Estou cansada. Essa é a afirmação mais verdadeira pra mim nos últimos tempos. Fui engolida por uma rotina frenética e minha cabeça tenta acompanhar a velocidade da vida sem desparafusar do meu pescoço e sair rodando por aí.
Hoje eu trabalho numa sala sozinha, isso não ajuda em nada. Às vezes penso que quanto mais se faz silêncio, mias os pensamentos se agitam, afinal o espaço é só deles, todo deles. Em algum momento eu decidi deixar a porta aberta o tempo todo, inclusive enquanto faço reuniões na frente do computador, o que é equivalente quase ao meu horário de trabalho todo.
Eu seguia no meu afogamento, pensando se deveria procurar no Google por "sinais de estafa mental", quando precisei sair da minha sala-caverna pra uma reunião presencial (aleluia). Fiz o de sempre, apaguei as luzes e fechei a porta. Nem lembro no que deu essa reunião, quem estava ou o que aconteceu. Fato é que quando voltei pra minha sala, andando devagar pra variar da correria atlética que a rotina pede, cheguei perto da porta e ouvi sussurros. Eu sabia que a sala estava vazia, que não tinha ninguém. A porta era de vidro e a enorme janela que ficava do lado também. Minha sala é claramente visível pra qualquer um que passa de fora.
Naquele minuto eu tive certeza de que sofria de uma estafa mental incurável (mentira, o remédio poderia muito bem ser férias). Quando aproximei meu ouvido da porta entendi que quem falava lá dentro eram meus pensamentos, conversando entre eles, os pensamentos que pensei ali dentro antes da porta fechada. Foi um choque. Apesar de tudo, eu ainda me considerava uma pessoa dotada do mínimo de sanidade mental. E, de repente, a vida te faz ouvir seus pensamentos por detrás de uma porta que te leva a uma sala vazia. Grudei o ouvido na porta. As pessoas das salas vizinhas devem ter tido certeza de que eu era louca. As dezenas de estagiários, todos jovens, enquanto me viam fazendo aquela coisa estranha - provavelmente, com uma cara mais estranha ainda - certamente tiveram medo de chegar na minha idade.

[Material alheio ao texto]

PR #5, opened 2020-11-12
128-bit framework

Victor-C-Zhang:
Sketches a framework for parallel 128-bit implementation and testing
- Implementation is duplicated into a `impl_128` folder
- Testing includes a new 'impl_128' folder
- 128-bit files have a `_128` extension, e.g. `graph.cpp` extends to `graph_128.cpp`
- `main.cpp` handles routing

### DIFF
--- a/include/util.h
+++ b/include/util.h
@@ -1,0 +1,10 @@
+#pragma once
+
+/**
+ * Cast a double to unsigned long long with epsilon adjustment.
+ * @param d         the double to cast.
+ * @param epsilon   optional parameter representing the epsilon to use.
+ */
+unsigned long long int double_to_ull(double d, double epsilon = 0.00000001) {
+  return (unsigned long long) (d + epsilon);
+}
--- a/.github/workflows/cmake.yml
+++ b/.github/workflows/cmake.yml
@@ -32,7 +32,27 @@ jobs:
         cd build
         cmake ../cmake_unofficial
         cmake --build .
-      
+    
+    - name: Cache boost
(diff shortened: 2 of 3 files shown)


include/util.h
```diff
@@ -0,0 +1,10 @@
+#pragma once
+
+/**
+ * Cast a double to unsigned long long with epsilon adjustment.
+ * @param d         the double to cast.
+ * @param epsilon   optional parameter representing the epsilon to use.
+ */
+unsigned long long int double_to_ull(double d, double epsilon = 0.00000001) {
+  return (unsigned long long) (d + epsilon);
```
tseip, line 9: Why the epsilon? If you want this to round, you should round explicitly (and also call this round) - otherwise, a straight cast will properly resolve to any ULL precisely representable by a double (this is guaranteed by the standard), and we have no reason to choose rounding slightly up for ULLs that can't be properly represented by a double.

Victor-C-Zhang: If you were to cast a straight double to int, it would work. But if we're doing calculations, the double loses precision. This has happened to [other people](https://stackoverflow.com/questions/38751915/getting-wrong-result-when-casting-from-double-to-unsigned-int), and I ran into this problem in `bucket.h` as well

Victor-C-Zhang: Of course, we run into issues with rounding up too, but I'm not sure how we can satisfy both camps when we want accurate trunctation.

tseip (approved):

Aquilo era assustadoramente maravilhoso!!! O pensamento da manhã "respira, é o meio da semana" parecia estar numa sessão de terapia muito séria com o pensamento do almoço "respira, intervalo". Os pensamentos dos problemas de trabalho foram os que me deixaram mais impressionada! Uma dúvida conversava com outra dúvida e elas simplesmente se resolviam sozinhas! Como assim?! As soluções dos meus problemas estavam dentro da minha cabeça (ou da minha sala?) o tempo todo e eu não as encontrei! Agora, com esse conhecimento, julgo que minha vida vai ficar muito mais fácil. Vou soltar meus pensamentos ali, sair, depois voltar e colar o ouvido na porta e SURPRESA! Todos os meus problemas vão estar resolvidos!
Será que eu deveria estar anotando essas soluções que eu ouvia? Porque, muito provavelmente, quando eu entrasse na sala, os pensamentos voltariam todos pra dentro da minha cabeça de novo e eu esqueceria de tudo porque "sinais de estafa mental - enter". Abri meu caderno, destampei minha caneta e lá estava eu, fazendo anotações com a orelha grudada na porta de uma sala vazia de luz apagada.
Naquele momento, quase todo mundo que trabalhava no meu andar já tinha parado o que estava fazendo pra me observar. Aposto que alguns se perguntaram se deveriam chegar perto e oferecer ajuda. Mas e se for contagioso? Melhor não.
Eu anotava freneticamente, até que o pensamento de nove da manhã encontrou o de uma e meia da tarde e, ah, isso sim foi um estrondo! Provavelmente eu desmaiei. Quando abri os olhos estava deitada na mesa da minha sala, que estava com as luzes acessas e a porta aberta. Um grupo de pessoas estava do meu lado, com olhos assustados. Uns mediam meu pulso, outros passavam qualquer coisa de cheiro no meu nariz.
- Não! Não era pra abrir a porta! Só faltava um problema pra resolver!